PR #243, opened 2015-10-15
Timeout in seconds, not milliseconds.

breerly:
- update docs to show timeouts as seconds
- create integration test verifying timeout
- update default timeout to be 30 seconds, not 16 minutes

### DIFF
--- a/tchannel/sync/client.py
+++ b/tchannel/sync/client.py
@@ -51,7 +51,7 @@ class TChannel(AsyncTChannel):
         # thrift_service is the result of a call to ``thrift_request_builder``
         future = tchannel.thrift(
             thrift_service.getItem('foo'),
-            timeout=1000,  #  1 second
+            timeout=2,  #  2 seconds
         )
 
         result = future.result()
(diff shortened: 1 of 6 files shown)


abhinav:
:+1:

kriskowal:
Does this preclude ms resolution timeouts?

junchaowu:
change the default value

abhinav:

= = = =

## Task to complete
Would you set down every record again, exactly as it appears above?

## Answer below
PR #243, opened 2015-10-15
Timeout in seconds, not milliseconds.

breerly:
- update docs to show timeouts as seconds
- create integration test verifying timeout
- update default timeout to be 30 seconds, not 16 minutes

### DIFF
--- a/tchannel/sync/client.py
+++ b/tchannel/sync/client.py
@@ -51,7 +51,7 @@ class TChannel(AsyncTChannel):
         # thrift_service is the result of a call to ``thrift_request_builder``
         future = tchannel.thrift(
             thrift_service.getItem('foo'),
-            timeout=1000,  #  1 second
+            timeout=2,  #  2 seconds
         )
 
         result = future.result()
(diff shortened: 1 of 6 files shown)


abhinav:
:+1:

kriskowal:
Does this preclude ms resolution timeouts?

junchaowu:
change the default value

abhinav:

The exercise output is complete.